Ah HA!

Aug. 25th, 2012 01:10 am
blamebrampton: 15th century woodcut of a hound (Default)
FANFICCERS!

Worried about lack of reviews?

Sad that everyone is reading everyone who is not you?

Depressed to see teenagers who don't know how to spell frottage and cannot accurately gauge the bendability of the average penis with thousands of ffnet reviews while your finely crafted and beautifully edited masterpieces are lucky to garner 23?

FRET NO LONGER!

THE SECRET IS REVEALED!

''People say it isn't good quality but you have to remember Fifty Shades started as fan fiction and as fan fiction you have to have action,'' Hayward says. ''You have to have a sex scene in every chapter because that's how you get your reviews. The amount of people who review per chapter shows popularity, that's how your ratings get up. In fan fiction every chapter has to give you something to keep you reading it.''
(From an SMH interview with Amanda Hayward, the really rather brilliant publisher of the not as brilliant book.)

So there you go! You lot who've been telling me to porn it up were right all along! (I mean, obviously I'm not going to, but that's for the best. The Bad Sex Awards longlist is already inches thick.)

I thoroughly recommend the article, which is interesting and respectfully written, without being actually nice about bad writing. It includes this gem from The London Review of Books' Andrew O'Hagan, which I had previously missed: ''It's not that Fifty Shades of Grey and E.L. James's other tie-me-up-tie-me-down spankbusters read as if feminism never happened: they read as if women never even got the vote.''

blamebrampton: 15th century woodcut of a hound (Default)
Ages ago, the lovely [livejournal.com profile] georgia_hawkins  asked how people sit down and actually write: the brass tacks practical version of things. I've been an editor, writer and journalist for over 20 years, so I waved my hand loftily at the ease of answering such a question and then started to jot down a few notes. Then a few topics to cover at more length in my response, which quickly grew beyond the limit of a comment. And then beyond the limit of a single post. And then I needed to research it more and provide more examples ... and suffice to say that now, what must be coming up on a year later I have still not come close to finishing the bugger and have 11,000 words of practical writing, technical and editing tips languishing on my hard drive, helping nobody.

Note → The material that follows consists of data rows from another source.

PR #6226, opened 2026-03-18
Fix accessibility of attachment keyboard buttons

meherkasam:
### Contributor checklist
 * iPhone 17 Pro Simulator, iOS 26.0 using Accessibility Inspector. I also verified my changes using Reveal App.

- - - - - - - - - -

### Description
This change fixes the accessibility of the buttons in the attachment keyboard by combining the icon and the label into a single accessibility element.

### Before
Before

### After
After


max-signal:
@meherkasam we made a similar patch (9257a77e008936df908d04a4e5797acbca655f3e), and I think that one may make this one obsolete.

PR #6229, opened 2026-03-25
Implement reacting to messages and stories with stickers

diaruga777:

### Contributor checklist

 * iPhone 17, iOS 26.2
 * iPad A16, iOS 26.2

- - - - - - - - - -

Hello Signal team! This is a speculative implementation of Discord-like or Slack-like custom reactions in Signal. It adds the ability to react with stickers in addition to emoji across the board*. This includes animated stickers!

The implementation is, in my opinion, production-ready. By necessity, I have made opinionated decisions on some details both from an engineering and a UX design perspective. I’ve tried to document the main ones below.

It works by adding a Sticker proto field to Reaction proto(s). Reaction sticker sending and receiving works the same as for sticker messages; sticker image data is uploaded to cdn and sent as an attachment alongside sticker identifier info, and the receiver either uses a locally installed sticker pack if available or downloads from CDN.

The protocol changes are backwards compatible; clients without sticker reaction proto fields silently fall back to treating the sticker as its associated emoji. Of course implementations on the other client platforms would be necessary to actually ship this, but I hope these changes are simple enough at a protocol level, and compelling enough at the iOS client level, to inspire that work to happen! :)

That said, I will not be offended if this goes nowhere, please take it or leave it! I just want this feature as a user, and had my own extrinsic reasons for working on an open source app feature.

Some decisions I made which a reasonable person could disagree with:
* ```Reaction stickers’ Attachments are owned by the TSMessage being reacted to, not the OWSReaction```
_This was to avoid the overhead of a new ReactionAttachmentReference table. But it does mean the cascade delete when an OWSReaction is deleted is handled in Swift, not using SQL triggers._
* ```Relatedly: no index on MessageAttachmentReference reactionRowId```
_In the typical case there aren’t that many reactions on a single message; doing O(n) lookup should be fine. But it would also be okay to add an index at any point in the future._
* ```Reaction stickers always auto-download```
_I didn't add a UX hook for the user to manually download reaction stickers. Failures fall back to the sticker’s emoji.
This is probably the most frail part of the system, though I’m not sure how to do it properly, since tapping reaction pill views already opens the reaction sheet. I made tapping stickers in the sheet launch the sticker pack install sheet; perhaps tapping undownloaded stickers can trigger a download? That's buried several taps deep, which is why I didn't do it._
* ```Use 💌 as the emoji for stickers with no emoji```
_Emoji are used as fallbacks at client and protocol level, so I needed something when no emoji is present._
* ```Call reactions only have access to emoji```
_I think a different protocol would be necessary to handle upload and transmission of stickers during a call. (Would it upload at all, or just send the sticker image data in the call audio/video stream?) So for now its untouched and just uses emoji._

Here’s some screenshots of all of it working (lightly edited for privacy):

https://github.com/user-attachments/assets/7eef433e-0140-4ec5-898e-4f23fa959a65

https://github.com/user-attachments/assets/073c8fbb-c190-44a4-9202-2acb3a92cea6

Simulator Screenshot - iPhone 17 - 2026-03-25 at 21 30 13
Simulator Screenshot - iPhone 17 - 2026-03-25 at 21 24 20

https://github.com/user-attachments/assets/be81adeb-0036-418c-a349-0be51e5ad5d5

https://github.com/user-attachments/assets/5fd760e5-1c4b-4271-9da0-f4dedf4a3337

### DIFF
--- a/SignalServiceKit/Messages/Interactions/Quotes/QuotedReplyManager.swift
+++ b/SignalServiceKit/Messages/Interactions/Quotes/QuotedReplyManager.swift
@@ -531,7 +531,7 @@ class QuotedReplyManagerImpl: QuotedReplyManager {
                         sticker: attachment,
                         stickerInfo: originalMessage.messageSticker?.info
                     ),
-                    stickerThumbnail: resizedThumbnailImage
+                    stickerThumbnail: UIImage(cgImage: thumbnailImage)
                 ))
             }
 
--- a/SignalServiceKit/Messages/Reactions/OutgoingReactionMessage.swift
+++ b/SignalServiceKit/Messages/Reactions/OutgoingReactionMessage.swift
@@ -152,14 +152,8 @@ final class OutgoingReactionMessage: TransientOutgoingMessage {
                     for: .messageReactionSticker(messageRowId: messageRowId, reactionRowId: reactionRowId),
                     tx: tx,
                 ),
-                let transitPointer = referencedAttachment.attachment.asTransitTierPointer(),
-                case let .digestSHA256Ciphertext(digest) = transitPointer.info.integrityCheck
+                let attachmentProto = referencedAttachment.asProtoForSending()
             {
-                let attachmentProto = DependenciesBridge.shared.attachmentManager.buildProtoForSending(
-                    from: referencedAttachment.reference,
-                    pointer: transitPointer,
-                    digestSHA256Ciphertext: digest,
-                )
                 let stickerBuilder = SSKProtoDataMessageSticker.builder(
                     packID: sticker.packId,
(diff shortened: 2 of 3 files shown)


sashaweiss-signal:
Thanks for your interest in contributing! This is a neat feature, and it's something we've discussed periodically internally.

Unfortunately, this is too large of a change for us to accept as an external contribution. Beyond just the changes on iOS, as you noted this would require substantial changes on other clients and rigorous evaluation of the opinionated decisions you listed.

I appreciate the effort you put into this, and hopefully we'll have space in our roadmap to implement this in the future! Thanks again, and as always for being a Signal user.

PR #6241, opened 2026-04-16
Remove exclamation point from GENERIC_INCOMING_MESSAGE_NOTIFICATION, …

WyattJChalifoux:
…lowercase "message" in English.

- [x ] I have read the [README](https://github.com/signalapp/Signal-iOS/blob/main/README.md) and [CONTRIBUTING](https://github.com/signalapp/Signal-iOS/blob/main/CONTRIBUTING.md) documents

### Contributor checklist

! I don't have an Apple device, I am making this change on behalf of my iOS user friends who suggested it. Since the change is straightforward, I am hoping that either someone else would test it or that this step can be bypassed.

- - - - - - - - - -

### Description
The Android version of the Signal app displays "New message" for generic message notifications, whereas the iOS version displays "New Message!", which is less tone-neutral and incorrectly capitalized (an inconsistency with English vs other languages). In order to make the app more consistent across platforms, and at the suggestion of multiple iOS users I know who find the exclamation point "stressful" or "annoying", I have removed the exclamation point and fixed the capitalization. I have also removed the exclamation point from the message in other languages for consistency. I did not change the capitalization of any other languages (i.e German).

### DIFF
--- a/Signal/translations/ar.lproj/Localizable.strings
+++ b/Signal/translations/ar.lproj/Localizable.strings
@@ -3680,7 +3680,7 @@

So, as part of Operation Finish Things, I am going to start posting bits when I have finished them up to something approaching my satisfaction. They will be, as the trains say here, late and out of timetable order. But I hope, also like trains, of some use.

There are two very important caveats. Firstly, nothing I say represents the One True Way. There is no One true Way, these are just things that I have seen work for myself or others over the years. Please feel free to comment with things that work well for you, too. 

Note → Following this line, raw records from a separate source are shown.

PR #6245, opened 2026-04-25
Fix iPhone calling UI not rotating with device

### LINKED ISSUE #4239: [video call] no display rotation

### Bug description
During a video call, the screen will not rotate when turning the iPhone from portrait to landscape orientation. 

### Steps to reproduce
- start a video call with someone (in portrait orientation)
- turn the iPhone to landscape 

**Actual result:** the video of your partner does not rotate correspondingly. Thus, your conversation partner is not displayed upright but 90° turned. 

**Expected result:** the video of your partner should be rotated in correspondence with the orientation of the iPhone.

Note: interestingly, the tiny video of yourself that is taken by the front camera is rotated correctly.

### Device info
**Device**: iPhone X, iPhone Air 2

**iOS version**: 12.4

**Signal version:** 2.41.0.21

timomak:
- [x] I have read the README and CONTRIBUTING documents
- [x] I have signed the Contributor Licence Agreement

### Contributor checklist
   * iPhone 14 Pro, iOS 26.0.1
   * iPad Pro 12.9" (5th generation, M1), iPadOS 26.4

- - - - - - - - - -

### Description
Fixes #4239 — iPhone video-call UI not rotating with the device.

#### Root cause

`AppDelegate.application(_:supportedInterfaceOrientationsFor:)` had an unconditional early return of `.portrait` for every iPhone UIWindow whenever any call was active. The comment at the call site said the lock was for the call-banner (return-to-call) window only, but the implementation ignored the `window` parameter and locked every window — overriding the per-VC orientation policies the rest of the calling UI was already configured for. This made the iPhone call UI portrait-locked while iPad's call UI rotated freely. Around this lock, several workarounds had accumulated to compensate for it; those are removed here as well.

#### Recording
https://github.com/user-attachments/assets/9a18396c-5a4c-4fc5-8a55-f5121f9226a2

#### Changes

1. `AppDelegate.swift` — Remove the unconditional `.portrait` early return; honor the `window` parameter in the rootVC fallback so each window reports its own rootVC's allowed orientations.
2. `IndividualCallViewController.swift` — Replace the iPhone `.portrait` override with `defaultSupportedOrientations` so the per-VC value is consistent with what `WindowRootNavigationViewController` advertises for the call window. Also remove the `sendInitialPhoneOrientationNotification` call (no longer needed; see #6 below).
3. `LocalVideoView.swift` — Remove the `CGAffineTransform` compensation that existed only as a workaround for the now-removed portrait lock. `RTCCameraPreviewView` already updates its own `connection.videoOrientation` on `UIDeviceOrientationDidChangeNotification`, so the preview rotates correctly without the manual transform.
4. `RemoteVideoView.swift` — Remove the `shouldOverrideRotation` branch and its per-orientation rotation override. With the parent view now rotating with the device, `RTCMTLVideoView` reads `frame.rotation` natively and renders correctly in any orientation. The `videoContentMode` aspect-match logic at the bottom of `renderFrame` is unchanged.
5. `ReturnToCallViewController.swift`:
   - `supportedInterfaceOrientations` allows iPhone to rotate (was portrait-only); the PIP banner now rotates with the device, like the rest of the calling UI.
   - `inherentPipSize` is orientation-aware on iPhone (it was already on iPad); the PIP tile reflows between 9:16 (90×160) and 16:9 (160×90).
   - Added a `UIDevice.orientationDidChangeNotification` observer that drives a layout pass; the small PIP window's frame doesn't change size automatically on device rotation, so `viewWillTransition` and `viewWillLayoutSubviews` aren't fired by UIKit. The observer is the explicit hook that keeps the PIP frame in sync with device orientation.
6. `CallService.swift`, `CallButton.swift`, `CallMemberView.swift`, `CallMemberCameraOffView.swift`, `CallMemberChromeOverlayView.swift`, `CallMemberVideoView.swift`, `CallMemberWaitingAndErrorView.swift`, `GroupCallViewController.swift` — Remove the `phoneOrientationDidChange` notification system (`shouldReorientUI`, `sendPhoneOrientationNotification`, `sendInitialPhoneOrientationNotification`, the `rotateForPhoneOrientation` protocol method and its four implementations, and the corresponding `NotificationCenter` observers in `CallButton` and `CallMemberView`). This system manually rotated icons (mute/end/flip-camera buttons, mute indicator, avatar) by ±π/2 to compensate for the portrait-locked window. With UIKit auto-rotation now in effect, those transforms compounded with the parent's rotation and rendered the icons sideways. The `begin/endGeneratingDeviceOrientationNotifications` lifecycle in `CallService` is preserved because `ReturnToCallViewController` and `LocalVideoView` still rely on `UIDevice.orientationDidChangeNotification`.
7. `WindowManager.swift` — Remove the `ows_setOrientation(.portrait)` call in `startCall(viewController:)`. It existed because the call UI used to be portrait-locked and would not auto-switch from a landscape orientation; with the call UI now reporting `defaultSupportedOrientations`, UIKit picks the appropriate orientation on its own.
8. `GroupCallVideoOverflow.swift` — Remove the manual cell-rotation override (`OrientationOverride`, `updateOrientationOverride`, the `UIDevice.orientationDidChangeNotification` observer, and the `cell.transform` branch in `willDisplay`). It only triggered during screen-share-on-iPhone-in-landscape and existed because the cells were in a portrait-locked parent. With UIKit rotation, cells follow the parent naturally; the manual transform was double-rotating them.

#### Test plan

Tested with Signal Desktop on macOS as the second party in calls. Devices:
- iPhone 14 Pro, iOS 26.0.1
- iPad Pro 12.9" (5th generation, M1), iPadOS 26.4

iPhone:

- 1:1 call to Mac, both portrait: looks correct.
- 1:1 call, rotate to landscape: full UI rotates, remote video remains upright (no double-rotation), call-control buttons and on-tile mute indicator are upright (no icon double-rotation), Mac peer sees iPhone user upright throughout (CVO via RTP carries rotation correctly).
- 1:1 call started while device is already in landscape: call opens in landscape (no forced flip to portrait).
- 1:1 audio-only call, rotate to landscape: UI rotates, controls upright.
- Group call (group thread), both portrait: looks correct.
- Group call (group thread), rotate to landscape: grid rotates, tiles reflow, controls upright.
- Call Link (group) to Mac, both portrait: looks correct.
- Call Link (group), rotate to landscape: grid rotates, tiles reflow.
- In landscape call, minimize to PIP: banner appears in landscape (160×90).
- Rotate while in PIP: banner reshapes between 9:16 and 16:9.
- Tap PIP banner to expand: returns to full call in current orientation.
- Local self-preview tile (in-call): reflows from 9:16 to 16:9 on rotation.
- Front and back camera both behave correctly.

iPad:

- 1:1 call to Mac, both portrait: looks correct.
- 1:1 call, rotate to landscape: full UI rotates, remote video upright, controls upright.
- 1:1 call started while device is already in landscape: opens in landscape.
- 1:1 audio-only call, rotate to landscape: UI rotates, controls upright.
- Group call (group thread), both portrait: looks correct.
- Group call (group thread), rotate to landscape: grid rotates, tiles reflow, controls upright.
- Call Link (group) to Mac, both portrait: looks correct.
- Call Link (group), rotate to landscape: grid rotates, tiles reflow.
- In landscape call, minimize to PIP: banner appears in landscape (272×204).
- Rotate while in PIP: banner reshapes between 4:3 and 3:4 (272×204 ↔ 204×272).
- Tap PIP banner to expand: returns to full call in current orientation.
- Local self-preview tile (in-call): reflows on rotation.
- Front and back camera both behave correctly.

A short screen recording of the rotation behavior is attached as a comment below.

Known limitations:
- `GroupCallVideoGridLayout` prefers more rows than columns when sizing the grid (a longstanding choice that suits portrait). On iPhone in landscape with two participants, that produces a vertical 2×1 stack of wide-and-short tiles, which is functional but not visually ideal. This is a pre-existing layout choice that the rotation fix simply exposes on iPhone; better handled in a separate PR that revisits per-orientation column/row preferences across iPhone and iPad.


max-signal:
It’s intentional that calls don’t rotate on iPhone right now. We will likely address this at some point in the future, but we’re not planning on changing it right now.

timomak:
@max-signal thanks for taking a look. Before I drop this, a few things worth weighing.

#4239 has been open since 2019, so this isn't a hypothetical concern. The bigger issue is technical:

1. The comment at the AppDelegate call site scopes the portrait lock to `ReturnToCallWindow` only, but the implementation ignores the `window` parameter and applies it to every window. That suggests the iPhone-wide effect is implementation drift, not the original intent.

2. Current behavior isn't "iPhone calls don't rotate." It's a mix:
   - Local self-preview rotates (via `RTCCameraPreviewView`'s built-in handling).
   - Remote video doesn't.
   - iPad's call UI rotates freely.
   - RTP CVO already sends device orientation to peers, so a Mac peer sees the iPhone user upright in landscape. The iPhone user just can't see the peer the same way.

   That asymmetry reads like a bug rather than a product decision.

3. The codebase carries several pieces whose sole purpose is to compensate for the portrait lock: `shouldOverrideRotation` in `RemoteVideoView`, `OrientationOverride` in `GroupCallVideoOverflow`, the `CGAffineTransform` in `LocalVideoView`, and the `phoneOrientationDidChange` notification system that hand-rotates control icons by ±π/2. Code written to fight a constraint usually means the constraint wasn't load-bearing.

I know this PR is larger than your "smaller is better" guidance prefers. The fix and the workaround removals are coupled (removing the lock without removing the workarounds leaves icons double-rotated). If splitting it would help review even at the cost of a transient broken state on the intermediate commit, I can do that.

Is there a redesign in flight that depends on portrait-only iPhone calls? If so, that context would help. If not, I think this is worth a second look. The current state isn't "iPhone calls don't rotate"; it's a half-rotated state that users are living with today, and any redesign will inherit it.

Either way, looking forward to whatever you have planned here. Landscape video calls on iPhone becoming a reality on Signal will be great whenever it ships.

Secondly, everything I have written below and everything that will come in future parts in this series is written from the perspective of the advice I would give someone who was planning to publish their work (because I cannot turn off my work brain to write this). Not all of it is appropriate for every occasion or for everyone in fandom. Do not think that you need do any more than you want to, because fandom is first and foremost about the enjoyment of participants. Needless to say, I sometimes fail at everything I am going to advise all through these posts. They represent an ideal, like five serves of veg and an hour's exercise every day. But like all ideals, they are good goals.

All quotes are given with attributions, all unattributed quotes are made up on the spot for the purpose of the exercise and should not be judged too harshly. Annoyingly for the lovely [livejournal.com profile] georgia_hawkins , I've begun at the end with my section on editing your own work, which is of absolutely no use in answering her original question, but may be of some help for some of you. Inevitably there will be an appalling typo or two below, as there is in every 'how to edit' post. I apologise in advance and submit that it cannot be worse than the time I received a rejection from a Political Figure telling me that my freelance copy was far too easygoing for the Pubic Service.


THE EDITING PROCESS
Spotting blunders )

Put it aside for a time )


Basic beta checklist )
blamebrampton: 15th century woodcut of a hound (Default)
Ages ago, the lovely [livejournal.com profile] georgia_hawkins  asked how people sit down and actually write: the brass tacks practical version of things. I've been an editor, writer and journalist for over 20 years, so I waved my hand loftily at the ease of answering such a question and then started to jot down a few notes. Then a few topics to cover at more length in my response, which quickly grew beyond the limit of a comment. And then beyond the limit of a single post. And then I needed to research it more and provide more examples ... and suffice to say that now, what must be coming up on a year later I have still not come close to finishing the bugger and have 11,000 words of practical writing, technical and editing tips languishing on my hard drive, helping nobody.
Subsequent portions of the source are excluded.